» **What you are asked to do**
Filter the lines below, copying only those with the string "tests".

*** Data provided

PR #6313, opened 2017-08-10
Pass json configuration to ShellSession class

jonlives:
This commit passes json configuration to ShellSession class and thusly into ChefClient object created by the ShellSession. 

### Description

This commit fixes an issue in chef-shell whereby runlists passed in via a json file using the -j flag would not be loaded when running chef-shell in client mode using the -z flag.

### Check List

- [ ] New functionality includes tests
- [ ] All tests pass
- [ ] RELEASE\_NOTES.md, has been updated if required (not required for bugfixes, required for API changes)
- [X ] All commits have been signed-off for the Developer Certificate of Origin. See <https://github.com/chef/chef/blob/master/CONTRIBUTING.md#developer-certification-of-origin-dco>

PR #6314, opened 2017-08-10
Pass json configuration to ShellSession class

btm:
Fixes an issue in chef-shell whereby runlists passed in via a json file using the -j flag would not be loaded when running chef-shell in client mode using the -z flag.

Adds unit tests on top of #6313


jonlives:
👍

******

» **Exercise answer**
- [ ] New functionality includes tests
- [ ] All tests pass
Adds unit tests on top of #6313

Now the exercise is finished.